April 11, 2025 Elissa Mdawar Comments Off

Elie, a young lawyer and political activist affiliated with the Phalangist Party, never imagined that a simple training session would reshape his outlook on public policy. In November 2024, amid the war on Lebanon, he was invited to attend a disaster management training organized by FDCD. At first, he didn’t expect much—just another workshop he was interested in, he thought.

During one of the sessions, Elie uncovered a major gap in Lebanon’s disaster management policies. Until then, he had never grasped the full complexity of the subject—its legal, international, and social dimensions, or how profoundly underdeveloped Lebanon’s approach to it was. The training didn’t just inform him; it challenged him. It opened his eyes to an area that had been largely invisible in his activism and legal work.

“I never realized how critical and yet neglected disaster management was in Lebanon until I participated in this training,” Elie later said. “It provided me with the tools to understand the international framework and helped me identify the gaps in Lebanon’s approach.”

Motivated by what he’d learned, Elie took his newfound knowledge further. While attending a program on displacement at the University of Saint Joseph, he applied the framework and insights from the training to draft a policy brief, advocating for the integration of disaster management into national planning—particularly in relation to displacement, a growing crisis in Lebanon.

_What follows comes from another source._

PR #374, opened 2026-09-15
CASCL-1693: Migrate off autoscaling/v2beta1 and v2beta2, bump k8s.io/api to v0.36.0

To his surprise, during his research, Elie discovered that Pierre Gemayel, the former Phalangist leader, had once drafted a disaster management law that was never enacted. This piece of forgotten history struck a personal chord.

“This discovery filled me with pride,” he reflected. “It was a powerful moment that connected my political heritage to my professional journey. It made me realize that meaningful change often starts with what we choose to see—and what we choose to act on.”